Linux Performance Monitoring and Tuning Introduction
Linux system administrators should to be capable in Linux performance monitoring and tuning. This article gives an abnormal state outline on how we should approach performance checking and tuning in Linux, and the different subsystems that should be observed.
To recognize system bottlenecks and come up with solutions to fix it, you should to see how various components of Linux works. For instance, how the kernel gives preference to one Linux handle over others utilizing nice values, how I/O interrupts are taken care of, how the memory management works, how the Linux file system works, how the system layer is executed in Linux, and so on.
On an abnormal state, taking after are the four subsystems that should be observed.
- CPU
- Memory
- I/O
- Network
1. CPU (Central Processing Unit)
CPU is an electronic circuit that can execute PC programs. Both the scaling down and standardization of CPUs have expanded their presence far beyond past the restricted application of dedicated computing machines. Modern microchips show up in everything from automobiles to cell phones.
You should understand the four critical performance metrics for CPU context switch, run queue, cpu utilization, and load average.
Context Switch:
- A content switch is a technique that a PC’s CPU follows to change from one task (or process) then onto the next while ensuring that the assignments don’t conlict.
- In a CPU, the term “context” refers to the data in the registers and program counter at a specific moment in time.
- At the point when a process switch happens, kernal stores the current condition of the CPU (of a process or thread) in the memory.
- A modern CPU can perform hundreds of context switches per second. Therefore, the user gets the feeling that the PC is performing numerous tasks in a parallel manner.
- Kernal also recovers the previously stored state (of a process or thread) from the memory and places it in the CPU.
Run Queue:
- Run queue shows the total number of active process in the current queue for CPU.
- When CPU is ready to execute a process, it picks it up from the run queue based on the priority of the process.
- Processes that are in sleep state, or i/o wait state are not in the run queue.
- A higher number of processes in the run queue can cause performance issues.
CPU Utilization
CPU usage is characterized as the rate of usage of a CPU. How a CPU is used is an important metric for measuring system. Its indicates how much of the CPU is currently getting used. Most performance monitoring tools categorize CPU utilization into the following categories:
- User Time – The percentage of time a CPU spends executing process threads in the user space.

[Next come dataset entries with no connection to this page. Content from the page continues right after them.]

Issue #62, opened 2020-12-03
[FEAT] Edit user information page


nannadao:
**💡 I would really like to solve or include**   
Add a page where we can edit user information
User should be able to update their first name, last name, add interest, profile intro, and upload profile picture. User **SHOULD NOT** be able to change the email.

_Check the components division and naming in this figma file: https://www.figma.com/file/CZn7N02015QxKByVw9vRP1/JoinMe-Components?node-id=0%3A1_

![UserDetailsPage](https://user-images.githubusercontent.com/45233290/102264795-6918de80-3f16-11eb-8606-1e7c13434f4c.png)

**👶 How would a user describe this?**   
In this page I can edit my own information

**🏆 My dream solution would be**  
Just like Chiran’s layout on figma. 

**:2nd_place_medal: But I'd also consider it solved if**    
If it’s just a little bit similar to Chiran’s layout. 

**💭 If you were doing it, what would you do?**  
- Follow figma file

**♻️ Additional context**  
It requires Navbar, Footer and UserForm

**🚀 I'm ready for take off**  
Before submitting, please mark if you:  
- [x] Checked that this feature doesn't already exists 
- [x] Checked that a feature request doesn't already exists  
- [x] Went through the user flow, and understand the impact  
- [x] Made sure the request shows why it is important to users but doesn't exaggerate the value

PR #157, opened 2020-12-21
[FEAT] Add edit user for front end

MikeVedsted:
- [x] Added profile form 
- [x] added reusable page for both inital account set up and user requested updates

Related issue:
#62


Rostislav013 (approved):

client/src/App.tsx
```diff
@@ -1,5 +1,5 @@
-import React, { useState } from 'react'
-// import { Link } from 'react-router-dom'
+
+import React from 'react'
```
MarinaFroes, line 2: Didn't you get a prettier error with this empty line here?

client/src/components/AccountForm/index.tsx
```diff
@@ -0,0 +1,116 @@
...
+  const [fields, handleFieldChange] = useFormFields({
+    email: '',
+    first_name: '',
+    last_name: '',
+    date_of_birth: '',
+    gender: '',
+    base_address: '',
+    profile_text: '',
+    profile_image: ''
+  })
```
MarinaFroes, line 25: I think the form could come pre-filled with the data we have from Google. What do you think? Then of course the user would be able to update it, but it would be necessary less input from their side if they only need to add the fields that google doesn't have.

client/src/components/AccountForm/index.tsx
```diff
@@ -0,0 +1,116 @@
...
+          id='profile_image'
+          label='Image url'
+          value={fields.profile_image}
+          onChange={handleFieldChange}
+        />
+        <img
+          className='image-upload__image'
+          src={fields.profile_image}
+          alt='What we currently display'
+        />
```
MarinaFroes, line 109: We can't see the image yet, but it's because we're not passing google info here yet, right?

MarinaFroes (approved):
It seems good, nice work.
But it's not actually working yet, right? Because there's another PR to refactor update user service and I tried it here but I could not update my data.

MarinaFroes:
> But it's not actually working yet, right? Because there's another PR to refactor update user service and I tried it here but I could not update my data.

It didn't work because I was not authenticated and the error handling in the `isAuthenticated` middleware was not working properly, so I couldn't see any error message. 😬

client/src/App.tsx
MikeVedsted: I think this happened when resolving merge conflicts with the browser tool. I get the error as well in VSCode and will push a change now.

client/src/components/AccountForm/index.tsx
MikeVedsted: I actually had that to begin with but it was causing some issues, so I simplified it away.
I agree it is a better experience, so I will try to find a better implementation.

client/src/components/AccountForm/index.tsx
MikeVedsted: It will only display what is in the fields at that moment. Since fields are currently empty by default, it doesn't display anything on the first render. Try adding an image url in the initial state to see it in action :) (and update the string in the form!)

MikeVedsted:
> It seems good, nice work.
> But it's not actually working yet, right? Because there's another PR to refactor update user service and I tried it here but I could not update my data.


Back end changes are set to merge into this branch, so until then, this is only for the front end. 

> It didn't work because I was not authenticated and the error handling in the `isAuthenticated` middleware was not working properly, so I couldn't see any error message. 😬

It should work to the extend that the old queries allowed for. It currently won't update all fields. As far as I remember without checking, it isn't updating address, gender and date of birth

client/src/components/AccountForm/index.tsx
MarinaFroes: Ok, but it doesn't need to be done right now.

client/src/components/AccountForm/index.tsx
MarinaFroes: I did that. 😄  If we don't get data from google in this current implementation, what about using a placeholder image (dummy link like this one: https://dummyimage.com/200x200/aaaaaa/ffffff&text=Add+your+photo+here) or even not showing the image element if there's no url? Right now we only see a broken image.

MikeVedsted: Good point. Setting a dummy in the field will submit it, if the user doesn't change it, so I prefer the conditional rendering option. 
I've just pushed that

- System Time – The percentage of time the CPU spends executing kernel threads and interrupts.
- Wait IO – The percentage of time a CPU spends idle because ALL process threads are blocked waiting for IO requests to complete.
Load Average
The system load is an estimation of the computational work the system is performing. This estimation is shown as a number.
- This indicates the average CPU load over a specific time period.
- Load average is figured by combing both the total number of process in the queue, and the total number of process in the uninterruptable task status.
2. Network
PCs are joined in a network to exchange information or resources one another. Two or more PC joined through network media called PC network. There are number of system devices or media are included to form PC network.
- This metric informs you of the quantity of packets received and sent by a given network interface.
- This value depicts the number of bytes got and sent by a given network interface.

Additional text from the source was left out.